Families in Alabama paid for headstones and memorial items while trying to honor relatives and loved ones they had lost.
Anthony Kirven Williams and Teresa Cobb Williams, who operated Williams Granite Memorial in Thomasville, have pleaded guilty to theft charges tied to those payments, according to Alabama Attorney General Steve Marshall’s office.
The Attorney General’s Office said the couple took money from people seeking headstones or memorial items for deceased family members or loved ones.
Restitution totals more than $50,000, and each victim will be paid in full for the missing memorial items they paid for.
The Business Sold Headstones and Memorial Items
Williams Granite Memorial took payments from customers seeking permanent memorials for family members or loved ones, according to the Attorney General’s Office. For those families, the orders were tied to funerals, cemetery arrangements, and efforts to mark a grave or memorial site after a death.

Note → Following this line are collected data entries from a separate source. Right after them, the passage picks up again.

PR #5896, opened 2025-04-05
Show valid username in header when renaming

AntonKhorev:
When trying to rename a user account to an invalid name, the invalid name is shown in the upper right corner as if the rename already happened:
image

This PR shows the name before the invalid change:
image

### DIFF
--- a/app/views/layouts/_header.html.erb
+++ b/app/views/layouts/_header.html.erb
@@ -75,7 +75,7 @@
             <span class="badge count-number position-static m-1"><%= current_user.new_messages.size %></span>
           <% end %>
           <span class='username align-middle text-truncate' dir='auto'>
-            <%= current_user.display_name %>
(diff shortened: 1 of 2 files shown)


rkoeze:
Nice find!  I reproduced the error on main and then confirmed the fix running this branch.

I wonder if it might make sense to rename the `display_name` field in the test to  `Valid Display Name`. That way if the test fails to find the valid username you get an error that more clearly suggests the element that could not be found. So instead of:
```
expected to find button "Valid User" that is not disabled but there were no matches
```
You get:

```
expected to find button "Valid Display Name" that is not disabled but there were no matches
```
Feel free to ignore, just a suggestion.

tomhughes:
If the test fails then the first thing you're going to do is look at the test and I think it's pretty obvious there what's going on so I think this is probably fine.

PR #5897, opened 2025-04-06
Prefer COPY to ADD in Dockerfile

rkoeze:
### Description
Updates the Dockerfile to use `COPY` instead of `ADD`. From [Docker's best practices doc](https://docs.docker.com/build/building/best-practices/#add-or-copy):

> You'll mostly want to use COPY for copying files from one stage to another in a multi-stage build.

and:

> The ADD instruction is best for when you need to download a remote artifact as part of your build.

Since we're just copying files, let's prefer `COPY`.

### How has this been tested?
I rebuilt my docker container with these new changes and was able to successfully navigate the app locally.

### DIFF
--- a/Dockerfile
+++ b/Dockerfile
@@ -42,10 +42,10 @@ RUN mkdir -p /app
 WORKDIR /app
 
 # Install Ruby packages
-ADD Gemfile Gemfile.lock /app/
+COPY Gemfile Gemfile.lock /app/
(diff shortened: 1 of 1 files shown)


hlfan (approved):

tomhughes:
Looks good to me, thanks. The test failures are related to coveralls and can be ignored.

PR #5898, opened 2025-04-06
Move directions step numbering out of engine-specific code

AntonKhorev:
Writing step numbers is currently the responsibility of each routing engine:

image

But that shouldn't be the case. Writing the numbers outside would later help to stop constructing html by concatenation.


tomhughes:
Looks good to me, thanks.

hlfan:
Did you intentionally remove the instruction indicies from the popup?

PR #5900, opened 2025-04-06
Avoid virtual keyboard when visiting new note page

AntonKhorev:
Another autofocus-related change in addition to #5899.

Normally on map view pages we have the search input autofocused. But on the *Add a note* page it makes sense to focus on the note description input. Since it may be loaded in the sidebar after the regular page load, we're focusing with javascript instead of a html attribute.

Now try adding a note on a phone with a small screen. What's normally a sidebar now takes up the upper half of the screen. You get the lower half to see the map and to place the note marker. Except not really because the virtual keyboard shows up as soon as the description input gains focus, that is right away:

Marshall said families trusted the business and wanted to memorialize loved ones with dignity. He said they were deceived while mourning and that their grief was treated as an opportunity.
The Pleas Covered Felony and Misdemeanor Theft Counts
Teresa Williams pleaded guilty to five felony counts of theft and two misdemeanor counts of theft. Anthony Williams pleaded guilty to nine misdemeanor counts of theft.
FOX10 reported that the couple ran a headstone and memorial business and must pay more than $50,000 in restitution. Each victim will be reimbursed in full for memorial items that were paid for but never received, according to the Attorney General’s Office.
The Case Grew After the First Indictments
Anthony and Teresa Williams were arrested and booked into the Clarke County Jail last August after being indicted on multiple theft counts in Clarke County. They were later indicted in a second case involving additional victims.
The investigation was led by the Thomasville Police Department and the Attorney General’s Consumer Interest Division. The Consumer Interest Division presented evidence to the Clarke County grand jury, which led to the indictments, according to Marshall’s office.
Memorial Purchases Need Clear Paper Trails
Headstones and memorial items often involve deposits, cemetery approval, custom design work, delivery schedules, and installation timing. Families should leave the transaction with a written order that lists the item, material, inscription, total price, amount paid, expected completion window, refund terms, and who is responsible for cemetery coordination.
Receipts, written messages, design proofs, payment records, and promised installation dates can become important if a business stops responding, changes the timeline, or fails to deliver. Families can also ask the cemetery whether the seller has contacted it, whether the marker design has been approved, and whether any installation date has been scheduled.
Large Upfront Payments Should Come With Written Terms
Families buying memorial products should avoid handing over cash without a detailed receipt. A payment method that creates a record can make it easier to prove when money was paid, who received it, and what the payment was supposed to cover.
The Federal Trade Commission advises consumers shopping for funeral services to ask for price lists, compare options, and resist pressure to buy goods or services they do not want or need. Even when a separate monument seller is involved, the same habit helps: get prices, terms, and promises in writing before paying.
Missed Dates Should Lead to Written Follow-Up
Custom memorial work can take time, but families should not be left with vague explanations and no timeline. If a business misses a promised date, customers can ask for a written update, a new completion date, and a refund option if the work is not moving forward.
In Alabama, consumers can contact the Attorney General’s Consumer Interest Division or file a consumer complaint when a business takes payment and fails to provide promised goods or services. The division’s involvement in the Williams Granite Memorial case shows how memorial and funeral-related purchases can become consumer-protection matters when paid-for items never arrive.
The Restitution Order Will Repay the Victims
The guilty pleas require restitution for the missing headstones and memorial items, according to the Attorney General’s Office.
Families who pay for memorial goods should save the written order, receipt, payment record, design proof, cemetery correspondence, promised completion date, installation details, refund terms, and every message with the seller until the marker is delivered and installed.